Step 1: Construct auxiliary map. Let $A = Jf(\mathbf{a})$, which is invertible. For fixed $\mathbf{y} \in \mathbb{R}^n$, define

$T_{\mathbf{y}}(\mathbf{x}) = \mathbf{x} + A^{-1}(\mathbf{y} - f(\mathbf{x})).$

Note: $T_{\mathbf{y}}(\mathbf{x}) = \mathbf{x}$ iff $f(\mathbf{x}) = \mathbf{y}$. So solving $f(\mathbf{x}) = \mathbf{y}$ is equivalent to finding a fixed point of $T_{\mathbf{y}}$.
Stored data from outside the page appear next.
PR #24555, opened 2023-10-24
Pollution doesn't spawn when the subsystem is offline + only player-crafted bonfires produce smoke

GoldenAlpharex:
## About The Pull Request
It annoyed me that pollution would keep spawning even after the subsystem was turned off, so it won't do that anymore.

I also made it so only player-made bonfires would produce smoke, because otherwise it's a pain every time we have custom maps, or every time /tg/ adds a new thing with a bonfire in an enclosed area, which ends up smoking entire rooms/z-levels for zero gain.

Smoke will now only happen when it's meant to happen.

## Proof of Testing

<details>
  
image

</details>

## Changelog

:cl: GoldenAlpharex
fix: Pollution (smoke et al.) will no longer be added to turfs when the subsystem is offline. Basically, you can now turn off pollution properly.
qol: Only player-made bonfires will produce smoke.
/:cl:

### DIFF
--- a/code/game/objects/items/stacks/sheets/sheet_types.dm
+++ b/code/game/objects/items/stacks/sheets/sheet_types.dm
@@ -326,7 +326,7 @@ GLOBAL_LIST_INIT(wood_recipes, list ( \
 	new/datum/stack_recipe("loom", /obj/structure/loom, 10, time = 1.5 SECONDS, one_per_turf = TRUE, on_solid_ground = TRUE, category = CAT_TOOLS), \
 	new/datum/stack_recipe("mortar", /obj/item/reagent_containers/cup/mortar, 3, check_density = FALSE, category = CAT_CHEMISTRY), \
 	new/datum/stack_recipe("firebrand", /obj/item/match/firebrand, 2, time = 10 SECONDS, check_density = FALSE, category = CAT_TOOLS), \
-	new/datum/stack_recipe("bonfire", /obj/structure/bonfire, 10, time = 6 SECONDS, one_per_turf = TRUE, on_solid_ground = TRUE, category = CAT_TOOLS), \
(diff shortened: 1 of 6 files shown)


code/game/objects/items/stacks/sheets/sheet_types.dm
```diff
@@ -326,7 +326,7 @@ GLOBAL_LIST_INIT(wood_recipes, list ( \
 	new/datum/stack_recipe("loom", /obj/structure/loom, 10, time = 1.5 SECONDS, one_per_turf = TRUE, on_solid_ground = TRUE, category = CAT_TOOLS), \
 	new/datum/stack_recipe("mortar", /obj/item/reagent_containers/cup/mortar, 3, check_density = FALSE, category = CAT_CHEMISTRY), \
 	new/datum/stack_recipe("firebrand", /obj/item/match/firebrand, 2, time = 10 SECONDS, check_density = FALSE, category = CAT_TOOLS), \
-	new/datum/stack_recipe("bonfire", /obj/structure/bonfire, 10, time = 6 SECONDS, one_per_turf = TRUE, on_solid_ground = TRUE, category = CAT_TOOLS), \
+	new/datum/stack_recipe("bonfire", /obj/structure/bonfire/player_made, 10, time = 6 SECONDS, one_per_turf = TRUE, on_solid_ground = TRUE, category = CAT_TOOLS), /* SKYRAT EDIT - Pollution - ORIGINAL: /obj/structure/bonfire */ \
```
vinylspiders, line 329: There really should be an object flag that gets sets in `/obj/item/stack/proc/make_item` to mark player-crafted atoms as such. Something you could add upstream if you wanted.

vinylspiders (approved):

PR #24597, opened 2023-10-26
laser carbines for everyone* - disabler/laser carbines now for sale by microstar

Hatterhat:
## About The Pull Request
- adds disabler SMGs and laser carbines to microstar at the same price points of their semi-auto variants
- uncomments the laser gun/egun crates

- disabler SMGs and laser carbines makes them more available without having to jump through hoops (buying a crate and cracking it or something idk)
- at first i thought that having laser guns and eguns not available as dep-orderable was silly when carbines and SMGs were, so i uncommented them. then i thought that maybe guncargo existing means that this doesn't need to happen. then i remembered that you can buy MCRs and the sindano SMGs through it so i thought "yeah let's just go back on that"

## Changelog

:cl:
balance: Disabler SMGs and laser carbines (the full-auto sidegrades to the disabler and laser gun, respectively) are now available for purchase through Microstar.
balance: Cargo now stocks laser gun and energy gun crates again, which means that they can be ordered through security's dep-order console.
/:cl:

### DIFF
--- a/modular_skyrat/modules/company_imports/code/armament_datums/microstar_energy.dm
+++ b/modular_skyrat/modules/company_imports/code/armament_datums/microstar_energy.dm
@@ -11,9 +11,9 @@
 	item_type = /obj/item/gun/energy/disabler
 	cost = PAYCHECK_CREW * 5
 
-/datum/armament_entry/company_import/microstar/basic_energy_long_weapons/disabler_smg
+/datum/armament_entry/company_import/microstar/basic_energy_weapons/disabler_smg
 	item_type = /obj/item/gun/energy/disabler/smg
-	cost = PAYCHECK_CREW * 5
+	cost = PAYCHECK_CREW * 7 // slightly more expensive due to ease of use/full auto
 
 /datum/armament_entry/company_import/microstar/basic_energy_weapons/mini_egun
 	item_type = /obj/item/gun/energy/e_gun/mini
@@ -32,7 +32,7 @@
 
 /datum/armament_entry/company_import/microstar/basic_energy_long_weapons/laser_carbine
 	item_type = /obj/item/gun/energy/laser/carbine
-	cost = PAYCHECK_CREW * 5
+	cost = PAYCHECK_CREW * 7 // slightly more expensive due to ease of use/full auto
 
 /datum/armament_entry/company_import/microstar/basic_energy_long_weapons/egun
 	item_type = /obj/item/gun/energy/e_gun
--- a/modular_skyrat/modules/company_imports/code/armament_datums/microstar_energy.dm
+++ b/modular_skyrat/modules/company_imports/code/armament_datums/microstar_energy.dm
@@ -11,6 +11,10 @@
 	item_type = /obj/item/gun/energy/disabler
 	cost = PAYCHECK_CREW * 5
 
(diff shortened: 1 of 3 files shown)


Stalkeros2:
add tasers too pls? :pleading_face:

GoldenAlpharex (changes requested):
What good does this do to the game? I'm not really convinced by the PR body.

Plum-but-gayer:
I think adding carbines/smgs to microstar at like a slightly increased cost (+50/100 creds) might work a lil better. Historically I've been a big fan of bringing laser crates back but now that there's no stock limit of how much we can order from corporate orders there's do difference in the HoS buying 3 allstars with corpo vs buying 3 allstars with crates.

imo just add the two new guns with a small price bump, leave the crates. Keeps our gun buying mechanics consistent.

Iamgoofball:
@GoldenAlpharex its guncargo, the justification for guncargo is the same as it's always been

chemistrymain2:
> What good does this do to the game? I'm not really convinced by the PR body.

These are guns conventionally available in crates and instead they should be available through guncargo for the same reason we allow high-power ballistics to be purchasable through guncargo.

The laser carbines and disabler smgs are simply tg guns instead of our custom ballistics, but they're balanced (if not weaker than) our current available guns.

Hatterhat:
> What good does this do to the game? I'm not really convinced by the PR body.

Step 2: $T_{\mathbf{y}}$ is a contraction on a ball around $\mathbf{a}$. The Jacobian of $T_{\mathbf{y}}$ is

$JT_{\mathbf{y}}(\mathbf{x}) = I - A^{-1} Jf(\mathbf{x}).$

At $\mathbf{x} = \mathbf{a}$, $JT_{\mathbf{y}}(\mathbf{a}) = I - A^{-1} A = 0$. Since $Jf$ is continuous, there exists $r > 0$ such that for $\mathbf{x} \in B_r(\mathbf{a})$,

$\|JT_{\mathbf{y}}(\mathbf{x})\| \leq 1/2.$

By the Mean Value Theorem, for $\mathbf{x}_1, \mathbf{x}_2 \in B_r(\mathbf{a})$,

$\|T_{\mathbf{y}}(\mathbf{x}_1) - T_{\mathbf{y}}(\mathbf{x}_2)\| \leq \frac{1}{2} \|\mathbf{x}_1 - \mathbf{x}_2\|.$

So $T_{\mathbf{y}}$ is a contraction on $B_r(\mathbf{a})$ (if we ensure $T_{\mathbf{y}}(B_r(\mathbf{a})) \subseteq B_r(\mathbf{a})$, which holds for $\mathbf{y}$ close to $f(\mathbf{a})$).

Step 3: Existence of local inverse. For $\mathbf{y}$ sufficiently close to $f(\mathbf{a})$, the Banach Fixed-Point Theorem guarantees a unique $\mathbf{x} \in B_r(\mathbf{a})$ with $T_{\mathbf{y}}(\mathbf{x}) = \mathbf{x}$, i.e., $f(\mathbf{x}) = \mathbf{y}$. Define $g(\mathbf{y}) = \mathbf{x}$. Then $f(g(\mathbf{y})) = \mathbf{y}$ for all $\mathbf{y}$ in some neighborhood $W$ of $f(\mathbf{a})$.

Step 4: $g$ is continuous. The fixed point of a contraction depends continuously on parameters (by the implicit function theorem for fixed points). Thus $g$ is continuous.

Step 5: $g$ is differentiable. Differentiating $f(g(\mathbf{y})) = \mathbf{y}$ using the chain rule,

$Jf(g(\mathbf{y})) \cdot Jg(\mathbf{y}) = I,$

so $Jg(\mathbf{y}) = [Jf(g(\mathbf{y}))]^{-1}$. Since $Jf$ is continuous and $g$ is continuous, $Jg$ is continuous. Thus $g$ is $C^1$.